● Activity: If a line holds the word "slider", copy it from the entries.

● Information:
PR #478, opened 2026-04-22
Use GOBIN-installed tools in Makefile targets

mkjpryor:
This updates Makefile targets to invoke installed tools from `$(GOBIN)` instead of relying on whatever happens to be on the shell PATH. It also prepends `$(GOBIN)` to the PATH used by `go generate`, so generated code uses the freshly installed binaries consistently. The change covers OpenAPI generation and Ginkgo-based API test targets. Validation run locally: `make touch`, `make license`, `make validate`, `make lint`, `make generate`, and `make test-unit`.


squaremo (approved):
Approved on the basis of
- mechanical change
- tests pass in the isolated environment
- machines says it's OK

PR #483, opened 2026-04-23
Add load balancer controller scaffolding

mkjpryor:
## Summary

Introduces a skeleton controller for the v2 `LoadBalancer` CRD:

- New `unikorn-load-balancer-controller` binary, factory, and stub provisioner (`Provision` yields; no provider wiring yet).
- Helm chart deployment with service account and RBAC (role, rolebinding, clusterrole, clusterrolebinding) mirroring the network controller.
- `Deprovision` releases the identity quota allocation created by the API handler saga, closing the quota leak for deleted load balancers.

## Test plan

- [ ] `make validate lint generate test-unit`
- [ ] `helm template charts/region ...` renders the new load-balancer-controller resources
- [ ] Existing `test/api/suites/loadbalancers_test.go` integration suite passes

### DIFF
--- a/charts/region/templates/load-balancer-controller/clusterrole.yaml
+++ b/charts/region/templates/load-balancer-controller/clusterrole.yaml
@@ -1,0 +1,47 @@
+apiVersion: rbac.authorization.k8s.io/v1
+kind: ClusterRole
+metadata:
+  name: {{ .Release.Name }}-load-balancer-controller
+  labels:
+    {{- include "unikorn.labels" . | nindent 4 }}
+rules:
+# Orchestrate Unikorn resources (my job).
+- apiGroups:
+  - region.unikorn-cloud.org
+  resources:
+  - identities
+  - openstackidentities
+  verbs:
+  - list
+  - watch
+- apiGroups:
+  - region.unikorn-cloud.org
+  resources:
+  - loadbalancers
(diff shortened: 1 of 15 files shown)


charts/region/templates/load-balancer-controller/clusterrole.yaml
```diff
@@ -0,0 +1,47 @@
...
+metadata:
+  name: {{ .Release.Name }}-load-balancer-controller
+  labels:
+    {{- include "unikorn.labels" . | nindent 4 }}
+rules:
+# Orchestrate Unikorn resources (my job).
+- apiGroups:
+  - region.unikorn-cloud.org
+  resources:
+  - identities
```
spjmurray, line 12: I swear we are missing networks here so you can translate from unikorn -> openstack

spjmurray: Talk through it with the AI, "given we need to call this openstack API find out the parameters we will need and where we need to source them from given our CRD layout".  That kind of jazz.

mkjpryor: the controller doesn't wait for the network yet... that is coming in a future ticket.

spjmurray (approved):

PR #488, opened 2026-04-24
Pin the server host with infrastructureRef

squaremo:
To be able to place bare metal machines, we need to be able to tell the provider (OpenStack, really) which host has been chosen. This PR when merged will:

 - add a field infrastructureRef* to the Server type, and when provisioning, pass it to Nova so that it uses it to target a specific machine
 - accept the field on the server create endpoint

(*the term `infrastructureRef` is taken from OpenStack -- it's the name for an Ironic machine identifier)

The API tests are extended to check that a Server targeting a specific host can be created. Like the other "Server Management" will not run in GHA workflows until we can run them against a stable devstack. But they can be run locally if you provide a TEST_SERVER_INFRASTRUCTURE_REF alongside the other required entries, which `hack/openstack/configure-server` can do for you -- see the README.

EDIT: I split out `pinnedOnly` to #491.


squaremo:
~@claude review please~
(EDIT: I have not updated the triggers for automated review here yet)

squaremo:
@JohnGarbutt review request is FYI and optional :-)

pkg/apis/unikorn/v1alpha1/types.go
```diff
@@ -894,6 +894,11 @@ type ServerSpec struct {
 	SSHCertificateAuthorityID *string `json:"sshCertificateAuthorityID,omitempty"`
 	// UserData contains configuration information or scripts to use upon launch.
 	UserData []byte `json:"userData,omitempty"`
+	// InfrastructureRef pins the server to a specific physical host. When set,
+	// the provider bypasses its scheduler and provisions directly onto the
+	// identified host.
+	// +kubebuilder:validation:XValidation:rule="self == oldSelf",message="infrastructureRef is immutable"
```
spjmurray: `self == oldSelf` on an optional field has a gap: Kubernetes only evaluates field-level transition rules when the field exists in the old object. If a server is created without `infrastructureRef`, a later update can set it — the rule is never evaluated for the absent→present transition.

Since updates are supported and a rebuild path is expected in future, this matters: silently setting `infrastructureRef` on an existing server would trigger a full teardown and reprovision onto a different host.

The fix is to move the validation to the `ServerSpec` level where `has()` can be used:

```go
// +kubebuilder:validation:XValidation:rule="!has(oldSelf.infrastructureRef) == !has(self.infrastructureRef) && (!has(self.infrastructureRef) || self.infrastructureRef == oldSelf.infrastructureRef)",message="infrastructureRef is immutable"
type ServerSpec struct {
```

This blocks changing the value, unsetting it, and setting it after creation.

squaremo: TIL about validation on optional fields ...

Via the API this exploit is prevented, since the update path doesn't set or unset that field. But that validation is a better guard nonetheless.

squaremo: Validation changed as suggested 🙇

spjmurray (approved):

PR #490, opened 2026-04-27
test: fail on teardown errors instead of logging warnings

peterj-ns:
Closes INST-848

Teardown failures are now test failures. Previously, cleanup errors were swallowed and logged as warnings, meaning deletion bugs (e.g. hanging deletes causing resource leaks) were invisible to the suite.

Resources deleted by a test spec nil out their ID so the `AfterAll` safety net skips the redundant delete on the happy path.


squaremo (approved):
Yep, failing to clean up is also a failure (albeit an annoying one :-D)

JakeNScale (approved):

PR #491, opened 2026-04-27
Guard for flavours that require a host ID

squaremo:
This adds a property to flavours (which can be set in the region object) which restricts that flavour to creating Servers with an `infrastructureRef` (a host ID particular to the provider).

This is to stop people creating bare metal machines without going through placement, and similar use cases. The converse is not true: this doesn't limit when you can use `infrastructureRef` otherwise. We _may_ want that restriction too, but for the purpose of placement, it's this way around.

The behaviour is backward-compatible, in that it behaves the same as now if the field is not set on a flavour.


squaremo:
> [pinnedOnly in a flavour spec] is to stop people creating bare metal machines without going through placement, and similar use cases. The converse is not true: this doesn't limit when you can use `infrastructureRef` otherwise. We _may_ want that restriction too, but for the purpose of placement, it's this way around.

@mkjpryor @spjmurray @JohnGarbutt Do you reckon we should do the converse as well: that is, _unless_ a flavour is marked as `pinnedOnly`, you _cannot_ supply a machine ID?

nsricardor (approved):

PR #493, opened 2026-04-28
Return MAC addresses from the servers V2 API

spjmurray:
## Summary
- add  to the servers V2 OpenAPI status schema and examples
- persist the primary server interface MAC address into server status from the provider layer
- return the stored MAC address from the V2 handler conversion and extend focused tests

## Validation
- make validate
- go test ./pkg/providers/internal/openstack -run 'TestReconcileServerPort|TestServerForCreate'
- go test ./pkg/handler/server


spjmurray:
Sadly we cannot test this in isolation, we need to do it via compute, so here's my local environment, end-to-end:

```
• Confirmed via the live compute API.

  Request used:

  - GET https://compute.spjmurray.co.uk/api/v2/instances

  Returned instance:

  - name: hilarious-dog
  - id: a200324d-375f-481d-b486-a6f685924106

  Returned status included:

  - macAddress: fa:16:3e:5f:91:4a

  Relevant response fragment:

  {
    "status": {
      "macAddress": "fa:16:3e:5f:91:4a",
      "networkId": "eaedfb5d-f626-42c6-a782-5ca484ad6818",
      "powerState": "Running",
      "privateIP": "192.168.0.166",
      "regionId": "f41d1700-a6d8-44e0-87eb-f88c9ee91002"
    }
  }

  So the MAC address is visible from the compute API for the existing instance.
```

mkjpryor (approved):

PR #496, opened 2026-04-30
Version v1.16.3

spjmurray:
The shared identity middleware now populates the propagated principal account type globally at the public API boundary from the authenticated request context, and the shared identity client injector forwards that principal automatically on downstream impersonated service-to-service calls.

`region` does not need to derive account type ad hoc in `InjectUserPrincipal()`. That helper only patches request-scoped tenancy fields such as organization and project IDs when those values are known from the current route or resource context but are not already present on the propagated principal.

This change updates `github.com/unikorn-cloud/identity` to the version that applies the new impersonation routing against the propagated principal type.

### DIFF
--- a/charts/region/Chart.yaml
+++ b/charts/region/Chart.yaml
@@ -4,8 +4,8 @@ description: A Helm chart for deploying Unikorn's Region Controller
 
 type: application
 
-version: 1.16.2
-appVersion: 1.16.2
+version: 1.16.3
+appVersion: 1.16.3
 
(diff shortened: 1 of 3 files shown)


spjmurray:
The review is assuming `region` must populate the propagated principal account type in `InjectUserPrincipal()`, but that is not where the field is derived.

`Principal.Type` is populated globally by the shared identity middleware at the public API boundary from the authenticated request context, and the shared identity client injector then propagates that principal automatically on downstream impersonated service-to-service requests.

`InjectUserPrincipal()` only patches request-scoped tenancy fields such as `organizationId` and `projectId` when those values are known from the current route or resource context but are not already present on the propagated principal.

PR #497, opened 2026-04-30
Remove restrictions around OS family and distribution in image metadata

yankcrime:
In the spirit of https://github.com/nscaledev/uni-specifications/pull/40, remove these restrictions from region machinery so that users can specify any string for the OS family and distribution in their image metadata.


squaremo (approved):
Seems OK to me. As a strict relaxation of constraints, I wouldn't expect this to cause backward-compability problems.

PR #313, opened 2015-01-06
GIA 3321

jglueck:
GIA-3321 - Ads obscuring articles iOS 8,  similar functionality to Android solution AND-3194. Assets such as images that aren't cached, on a very slow network connection can move the advert placeholder after the coordinates are sent to the native code which actually positions the ad.

The solution runs a timer that checks for any position changes of the placeholder and if it does change triggers an x-gu://ad_moved call which iOS native code then runs updateAdPosition to change the ad's position.


ArticleTemplates/assets/js/modules/ads.js
```diff
@@ -101,43 +101,39 @@ define([
                 });
             },
             getBannerPosCallback : function(callbackNamespace, callbackFunction) {
```
sandropaganotti: callbackNamespace and callbackFunction are defined but not used by the function

ArticleTemplates/assets/js/modules/ads.js
```diff
@@ -101,43 +101,39 @@ define([
...
+            // Android Poll for offSetTop position changes
             posPoller : function(y) {
                 var yPos = y;
-                // console.info('y Loaded position '+yPos);
                 modules.runPoller(1, yPos);
             },
+            // Android Detect if iFrame present
             getAds: function () {
 
                 window.getMpuPosCallback = function (callbackNamespace, callbackFunction) {
```
sandropaganotti: callbackNamespace and callbackFunction are defined but not used by the function

ArticleTemplates/assets/js/modules/ads.js
```diff
@@ -165,6 +159,37 @@ define([
...
+            iosTimer : function(time, yPos) {
+                setTimeout(function() {
+                    modules.runIosPoller(time, yPos);
+                }, 1000);
+            },
+            // iOS Count
+            runIosPoller : function(start, yPos) {
+                var thisNumber = parseInt(start, 10) + 1;
+                var yPolled;
+                if (thisNumber <= 1000) {
```
sandropaganotti: By doing this you're keeping the time running almost forever (1000 seconds) compared to the 20 seconds of the Android version.

ArticleTemplates/assets/js/modules/ads.js
```diff
@@ -177,9 +202,9 @@ define([
                     modules.insertAdPlaceholders(config);
                 }
                 window.getMpuPosJson = modules.getMpuPosJson;
-                window.getMpuPosCommaSeparated = modules.getMpuPosCommaSeparated;
-                window.getBannerPosCallback = modules.getBannerPosCallback;
-                modules.getAds();
+                window.getBannerPosCallback = modules.getBannerPosCallback; // Used by Android
+                modules.getAds(); // Used by Android
+                modules.updateAdsIos(); // Used by iOS
```
sandropaganotti: Can we invoke this function only if we're sure the device is iOs ? Otherwise we'll end up having an extra polling routine running in our page

sandropaganotti:
The next step is, as you suggested to use only one polling function for both Android and iOs.

ArticleTemplates/assets/js/modules/ads.js
jglueck: These were pre-existing parameters I just amended the comment above. However lets remove these and see if everything still works as expected on Android, as it should be ok if not being used.

ArticleTemplates/assets/js/modules/ads.js
jglueck: Same as previous comment.

ArticleTemplates/assets/js/modules/ads.js
jglueck: My own oversite as I placed a big number when initially testing, I've now removed 1000 seconds upper limit and replaced with gradual increase in time for the setTimeOut polling loop, which increments the interval time by 200mls per loop, so the poller runs less frequently the longer the user is on the article (when all assets are most likely to have downloaded even on slow connections).

sandropaganotti:
Ready for code review :)

jglueck:
:+1:  good stuff, we just need an iOS QA to test now with branch GIA-3321 of ios-live and an Android QA test of some articles that contain an interactive and MPU.

sandropaganotti:
Checked, for me is ok. Let's wait until monday to check the iOs part with the iOs team

PR #315, opened 2015-01-09
AND-3342 added Grunt instead of Guard, fixed a few JShint warning

sandropaganotti:
Switched to Grunt instead of Guard. Implemented a mechanism to unify development of android and iOs front-end using rsync.


jglueck:
:+1:

PR #327, opened 2015-02-03
Remove the unused __SUMMARY__ tag from the football liveblog template

rupertbates:
It is never set in the app and is showing up as is on football liveblogs.


sandropaganotti:
:+1: merging into master

PR #355, opened 2015-03-09
AND-3551: Match info not showing in app 

sandropaganotti:


sandropaganotti:
Ready to be code reviewed /cc @guardian/developers-write

ArticleTemplates/assets/js/bootstraps/common.js
```diff
@@ -187,45 +187,45 @@ define([
...
+            });
+
+            bean.on(tabContainer[0], 'click', 'a', function (e) {
+
+                e.preventDefault();                
+                var tab = $(this);
 
+                if( tab.attr("aria-selected") !== 'true' ) {
+                 
                     $($('[aria-selected="true"]').attr('href')).hide();
```
piuccio: You haven't touched this part, but maybe this selector can be cached, `$('[aria-selected="true"]')`

piuccio:
:+1:  looks nice, good to have tests and event delegation

sandropaganotti:
Thanks! ^_^ I've also cached `[aria-selected=true]` as you suggested

ArticleTemplates/assets/js/bootstraps/common.js
```diff
@@ -187,45 +187,46 @@ define([
...
-                    $('[aria-selected="true"]').attr("aria-selected", false);
+                if( tab.attr("aria-selected") !== 'true' ) {
+                 
+                    var activeTab = $('[aria-selected="true"]', tabContainer);
+                    $(activeTab.attr('href')).hide();
+                    activeTab.attr("aria-selected", false);
 
-                    $($(this).attr('href')).show();
-                    $(this).attr("aria-selected", true);
+                    $(tab.attr('href')).show();
```
jamesgorrie: Maybe I am being stupid - but how do you show an attribute of an element?

sandropaganotti: It's because the `href` is in the form `#someid`, so if you do `$(elem.attr('href'))` is like doing `$('#someid')`. It's maybe not so elegant, I agree.

rtyley:
> Ready to be code reviewed /cc @guardian/developers-write

@sandropaganotti - the @guardian/developers-write team is pretty big (67 members), and includes lots of people who don't work on mobile-apps - when you cc them, they all get a notification. Could you use a different team, like @android-developers ?

sandropaganotti:
Sorry @rtyley I'll use guardian/js from now on, thanks for the feedback!

davidrapson:
@rtyley The original context for this was that @sandropaganotti is the only dedicated CS dev on his team so he asked if he could ping other CS devs for review. Agreed the whole dev team is probably too much, but I'd definitely still be interested in seeing the PRs, so if there's a CS-only group to use that would be ideal.

piuccio:
I'd :+1: again, looks good to me

rtyley:
> @sandropaganotti is the only dedicated CS dev on his team so he asked if he could ping other CS devs for review. Agreed the whole dev team is probably too much, but I'd definitely still be interested in seeing the PRs, so if there's a CS-only group to use that would be ideal.

There are 'js' and 'css' teams - I've ensured you're on both now! @sandropaganotti, are you ok to cc those as appropriate?

sandropaganotti:
:+1: yes! That sounds perfect, thanks!

PR #383, opened 2015-06-01
GIA-3675: Fonts are not available within the full screen interactive

sandropaganotti:


GuardianAndroid:

PR #391, opened 2015-06-30
Change message for require('./config') failure

jorgeazevedo:
If there's a syntax error in `config.js`, an empty configuration will
be assumed and "Config module not found" will be printed to the
console.

This patch changes the message to a more generic "failed to load"
explanation and prints out the exception for full detail. This
hopefully makes syntax errors more obvious and easier to find.


GuardianAndroid:

PR #393, opened 2015-06-30
Replace build output with a simple build message

jorgeazevedo:
This patch makes the build stdout to be saved to a .log in each
projects root folder. Errors will still be printed in the console.
It also prints a "Building app" message to show it's doing something.

The main reasoning behind this is to silence the iOS output, as it's
especially verbose and makes it complicated to understand what grunt
is actually doing.


GuardianAndroid:

PR #394, opened 2015-06-30
Update android path to submodule

jorgeazevedo:
The android source tree was re-organized recently. This patch updates
the reference.


GuardianAndroid:

PR #401, opened 2015-07-21
changing absolute paths across static html so that easier to release …

clarehyam:
To ease releasing static html to Microsoft dev team


GuardianAndroid:

PR #421, opened 2015-08-24
Gia 3847

blongden73:
Static templates should all be up to date. Removal of extra comment counter. All the new follow buttons in place. Change of colour to the follow button. We just need to check those CSS changes for the static files haven't broken anything in the actual templates.


GuardianAndroid:

PR #476, opened 2016-04-26
DES-60

GHaberis:
Add support for "personality" quizzes and also refactor quiz code.


ArticleTemplates/assets/js/modules/quiz.js
```diff
@@ -1,251 +1,454 @@
...
+            setupNewsQuizAnswers: function (questionObj) {
+                var i,
+                    answerCode,
+                    answers = questionObj.elem.querySelectorAll('.question__answer');
 
-            // Do we have an MPU and is it below the quiz?
-            var mpu = $('.advert-slot__wrapper').first(),
-                moveMPU = false;
+                for (i = 0; i < answers.length; i++) {
+                    answerCode = String.fromCharCode(65 + i);
```
gtrufitt: Clever! Maybe a comment here to explain that it's looping through alpha a=65,b=66 etc

ArticleTemplates/assets/js/modules/quiz.js
```diff
@@ -1,251 +1,454 @@
...
+                    answer = question.querySelector('[data-correct="true"]');
+                }
+
+                answer.classList.add('correct-answer');
+
+                if (answer.dataset.correctAnswerExplanation) {
+                    answerPara = document.createElement("p");
+                    answerPara.classList.add("answer__explanation");
+                    answerPara.innerHTML = answer.dataset.correctAnswerExplanation.trim();
+                    correctAnswerWrapper = answer.querySelector('.answer__message');
```
gtrufitt: Minor style thing (sorry, I know I would leave code style ;)), you're mixing single and double quotes for strings in this file

ArticleTemplates/assets/scss/modules/_quiz.scss
```diff
@@ -424,5 +440,72 @@
                 }
             }
         }
+
+        // Quiz Results
+        .quiz-results {
+            .quiz-results {
+                &__description {
```
gtrufitt: When I first worked here, I wrote my scss the same, however I was convinced to refactor and write out the classes without splitting in the middle as it made grepping the codebase a lot easier when looking for a specific class. Just a thought.

ArticleTemplates/assets/scss/modules/_quiz.scss
```diff
@@ -424,5 +440,72 @@
...
+
+                    .answer__marker {
+                        border: 1px solid color(shade-1);
+
+                        &::before {
+                            content: '';
+                        }
+
+                        .answer__marker__inner {
+                            opacity: 0;
```
gtrufitt: This is getting pretty nested here, do you need to nest this far down (I imagine you could move `.answer__marker__inner` outside of `answer__marker` at least?

ArticleTemplates/assets/js/modules/util.js
```diff
@@ -41,6 +41,34 @@ define(function () {
 
         isOnline: function () {
             return !document.body.classList.contains('offline') && navigator.onLine;
+        },
```
gtrufitt: At risk of building your own qwery, I wonder whether a `each` util might be useful to clear out some of the for loops and make the code easier to reason about?

gtrufitt:
Looks good dude, there are definitely some learnings we could bring over from dotcom that you're probably already itching to do in time but 👍 from me!

ArticleTemplates/assets/js/modules/util.js
gtrufitt: I also wonder whether it might be worth using something like underscore but enabling you to import only the methods you use (like we do on dotcom), that would probably give you a lot of util methods (though a few possibly superseded by ES2015 if you end up using that...)

ArticleTemplates/assets/js/modules/quiz.js
GHaberis: Will do!

ArticleTemplates/assets/js/modules/quiz.js
GHaberis: Fair point! I'll update to use single quotes for strings for consistency.

ArticleTemplates/assets/scss/modules/_quiz.scss
GHaberis: Yep, I often end up nesting classes at the same level the corresponding node is nested in the dom, which is not really necessary.

PR #735, opened 2018-01-17
Updates icon font file to new version

duarte:
Updates icon font file to new version, now that we can have it in the repository. Unless it doesn't make sense to have it here @jorgeazevedo / @GHaberis ?

Also, we need to update the fonts in the app overall soon in a separate action.


alfavata:
That font is being replaced by our version when the app is build...

duarte:
So it's only used for local development — I will merge

PR #741, opened 2018-02-02
Handle Horizontal Swipe on Audio slider

GHaberis:
On Android the template needs to inform the native layer that a horizontal swipe has begun/ended, the Android layer will ignore horizontal swiping when this occurs, meaning users can use the slider on Audio templates. `GuardianJSInterface.registerRelatedCardsTouch` is the interface the JS can call to do this.


GHaberis:
This fixes an issue reported by @jorgeazevedo

jorgeazevedo:
Yeah I tested this branch on Android and it fixes the issue 👍

PR #755, opened 2018-03-12
Immersive headline

duarte:
Updates the immersive headline design.

**Before**

**After**

### DIFF
--- a/ArticleTemplates/articleTemplateContainerImmersive.html
+++ b/ArticleTemplates/articleTemplateContainerImmersive.html
@@ -14,7 +14,7 @@
             </h1>
         </div>
 
-        <div class="standfirst standfirst">
+        <div class="standfirst">
             <div class="standfirst__text">__STANDFIRST__</div>
             __IMMERSIVE_BYLINE__
         </div>
--- a/ArticleTemplates/articleTemplateContainerImmersive.html
+++ b/ArticleTemplates/articleTemplateContainerImmersive.html
@@ -12,14 +12,9 @@
             <h1 class="article__headline headline selectable">
                 __TITLE__
             </h1>
-
-            <div class="standfirst standfirst--tablet">
-                <div class="standfirst__text">__STANDFIRST__</div>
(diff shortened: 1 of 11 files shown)


ArticleTemplates/articleTemplateContainerImmersive.html
```diff
@@ -5,20 +5,16 @@
...
 
-        <div class="standfirst standfirst--mobile">
+        <div class="article__header-info">
+            __IMMERSIVE_SERIES__
+            <h1 class="article__headline headline selectable">
+                __TITLE__
+            </h1>
+        </div>
+
+        <div class="standfirst standfirst">
```
GHaberis: double use of `standfirst` class here 👯

ArticleTemplates/assets/scss/garnett-type/_immersive.scss
```diff
@@ -101,70 +100,83 @@
...
+                margin-left: auto;
+                margin-right: auto;
                 padding: {
-                    left: 0;
-                    right: 0;
+                    left: base-px(1);
+                    right: 340px;
+                }
+                width: 1200px;
+                transform: translateX(228px); //240 - 8
```
GHaberis: 🕵️  not quite sure what the numbers represent, but 240 - 8 is `232px`. Could it be worth assigning `228` to a variable as it's referenced in a few places which I imagine would all need updating if it were to change?

duarte: 🤣I dreamt of an 8 pt gutter on this template but immediately regretted it haha
Will update everything, thanks george!

duarte: I've updated it to use the SASS calculation `240px - base-px(1)` instead, which I think is easier to understand — does that seem good to you?

GHaberis: Sounds good to me

duarte:
Thanks for reviewing George!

● Worked solution:
Handle Horizontal Swipe on Audio slider
On Android the template needs to inform the native layer that a horizontal swipe has begun/ended, the Android layer will ignore horizontal swiping when this occurs, meaning users can use the slider on Audio templates. `GuardianJSInterface.registerRelatedCardsTouch` is the interface the JS can call to do this.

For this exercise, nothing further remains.